Dadgum Coons let's win one.

10-3 Vikings


----------



## BROWNING7WSM (Nov 29, 2015)

SPB

believe!!!!!!!!!!!!!!!!!!!


----------



## drhunter1 (Nov 29, 2015)

Time to target Julio.


----------



## SpotandStalk (Nov 29, 2015)

BROWNING7WSM said:


> SPB
> 
> believe!!!!!!!!!!!!!!!!!!!



Yep there's still a chance.



Rise UP Coons.


----------



## tcward (Nov 29, 2015)

Fire Matt Ryan!


----------



## tcward (Nov 29, 2015)

This Falcon team is horrible. I don't see them winning again.


----------



## drhunter1 (Nov 29, 2015)

This offense sux. Kyle Shanahan sux.


----------



## BROWNING7WSM (Nov 29, 2015)

still in contention


----------



## BROWNING7WSM (Nov 29, 2015)

believe folks


----------



## SpotandStalk (Nov 29, 2015)

tcward said:


> Fire Matt Ryan!



Yep. He's terrible


----------



## GoldDot40 (Nov 29, 2015)

SpotandStalk said:


> Yep. He's terrible



He's 5th in NFL passing yards this season. Could be a LOT worse. Ryan isn't the problem. It's the entire team needs to get on the same page.


----------



## tcward (Nov 29, 2015)

Bassquatch said:


> He's 5th in NFL passing yards this season. Could be a LOT worse. Ryan isn't the problem. It's the entire team needs to get on the same page.



Yep 5th in passing yards but the best at throwing INTs in the red zone.


----------



## SpotandStalk (Nov 29, 2015)

Bassquatch said:


> He's 5th in NFL passing yards this season. Could be a LOT worse. Ryan isn't the problem. It's the entire team needs to get on the same page.

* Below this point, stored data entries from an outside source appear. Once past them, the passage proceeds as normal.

PR #617, opened 2023-07-25
bugfix/OpenAITopP

chungyau97:
**Before**: 
image
**After**:
image

**Caution**:
We generally recommend altering `temperature` or `top_p` but not both
**Reference**:
[OpenAI Temperature and TopP](https://platform.openai.com/docs/api-reference/completions/create#completions/create-temperature)

### DIFF
--- a/packages/components/nodes/vectorstores/Chroma_Existing/Chroma_Existing.ts
+++ b/packages/components/nodes/vectorstores/Chroma_Existing/Chroma_Existing.ts
@@ -69,7 +69,7 @@ class Chroma_Existing_VectorStores implements INode {
         const chromaURL = nodeData.inputs?.chromaURL as string
         const output = nodeData.outputs?.output as string
         const topK = nodeData.inputs?.topK as string
-        const k = topK ? parseInt(topK, 10) : 4
+        const k = topK ? parseFloat(topK) : 4
 
         const obj: {
             collectionName: string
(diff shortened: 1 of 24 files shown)


chungyau97:
> **Before**: image **After**: image
> 
> **Caution**: We generally recommend altering temperature or top_p but not both **Reference**: [OpenAI Temperature and TopP](https://platform.openai.com/docs/api-reference/completions/create#completions/create-temperature)

packages/components/nodes/vectorstores/Chroma_Existing/Chroma_Existing.ts
```diff
@@ -69,7 +69,7 @@ class Chroma_Existing_VectorStores implements INode {
         const chromaURL = nodeData.inputs?.chromaURL as string
         const output = nodeData.outputs?.output as string
         const topK = nodeData.inputs?.topK as string
-        const k = topK ? parseInt(topK, 10) : 4
+        const k = topK ? parseFloat(topK) : 4
```
HenryHengZJ, line 72: these are `parseInt`. they are different from the `topK` used in models, although they have same name.

check with langchainjs code and API docs from models to see which one is decimal values and which one is integer

HenryHengZJ: oh nvm my bad, `parseFloat` also works

HenryHengZJ (approved):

Not sure, but I think they said today, he was leading the Nfl in turnovers.


----------



## GoldDot40 (Nov 29, 2015)

SpotandStalk said:


> Not sure, but I think they said today, he was leading the Nfl in turnovers.

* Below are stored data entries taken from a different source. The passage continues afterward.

PR #627, opened 2023-07-27
Translate the Readme file into Simplified Chinese

xiexin12138:
My native language is Simplified Chinese, so the i18n process is divided into stages. Currently, the Readme file is being translated into Chinese, and later on, i18next and react-i18next will be used for multilingual support.


HenryHengZJ (approved):
thank you @xiexin12138 !

PR #646, opened 2023-07-29
Feature/google custom search

denchi:
Added Google Custom Search.

Here is an example of a flowgraph using it.
Screenshot 2023-07-29 at 11 29 17


packages/components/credentials/GoogleSearchApi.credential.ts
```diff
@@ -0,0 +1,29 @@
...
+    label: string
+    name: string
+    version: number
+    description: string
+    inputs: INodeParams[]
+
+    constructor() {
+        this.label = 'Google Custom Search API'
+        this.name = 'googleCustomSearchApi'
+        this.version = 1.0
```
HenryHengZJ, line 13: can we add a description like [this](https://github.com/FlowiseAI/Flowise/blob/main/packages/components/credentials/ZepMemoryApi.credential.ts#L14) to let user know how and where to get these credentials?

denchi: Sure. Just added the description.

HenryHengZJ (approved):
thank you @denchi !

Yep, and Babe Ruth also ranks 115th in all time career strikeouts. We you swing big, it doesn't always pay off.

If the Falcons could keep their receivers healthy and offense on point, Ryans stats would be far better, but that's with any team/quarterback.


----------



## Twiggbuster (Nov 29, 2015)

Ryan is KILLING the team


----------



## riprap (Nov 29, 2015)

Mike Smith is laughing.


----------



## srb (Nov 29, 2015)

*Offence....*



Bassquatch said:


> He's 5th in NFL passing yards this season. Could be a LOT worse. Ryan isn't the problem. It's the entire team needs to get on the same page.



And they are still not wining...I'm surprised they are still in the top 10 in Offence?


----------



## Spook (Nov 29, 2015)

*Ryan vs Shanahan*

Matt and Shanahan are on different systems, let Matt do what he does best, call plays.


----------



## Flash (Jan 17, 2017)

My how time has changed things


----------



## Browning Slayer (Jan 17, 2017)

Flash said:


> My how time has changed things


----------



## drhunter1 (Jan 17, 2017)

Yes times have changed. There is a different feel to this organization.  

I'll admit, I was wrong about Kyle Shanahan, but we did get Matt an offensive line this year and Matt has taken to Kyles offense.

 Whos gonna stop us is what we need to be saying now.


----------



## Oldstick (Jan 17, 2017)

That's what I love about football in general, but especially at the pro level.  Way, Way, too complicated of a game and too many variables to predict pre-season what is going to come together for any given team and most all of them are close to being competitive on the same level.


----------



## drhunter1 (Jan 19, 2017)

Oldstick said:


> That's what I love about football in general, but especially at the pro level.  Way, Way, too complicated of a game and too many variables to predict pre-season what is going to come together for any given team and most all of them are close to being competitive on the same level.



The only thing you can really comment on is what is going on at that time and we lost the very first game and it felt like, at the time, that it was the same ol same ol.

I was wrong. Sue me.


----------



## elfiii (Jan 21, 2017)

drhunter1 said:


> I was wrong. Sue me.



Do you prefer to be served personally or will service to your lawyer suffice? Matt Ryan wants to know.


----------



## drhunter1 (Jan 23, 2017)

elfiii said:


> Do you prefer to be served personally or will service to your lawyer suffice? Matt Ryan wants to know.



Keep it up..


----------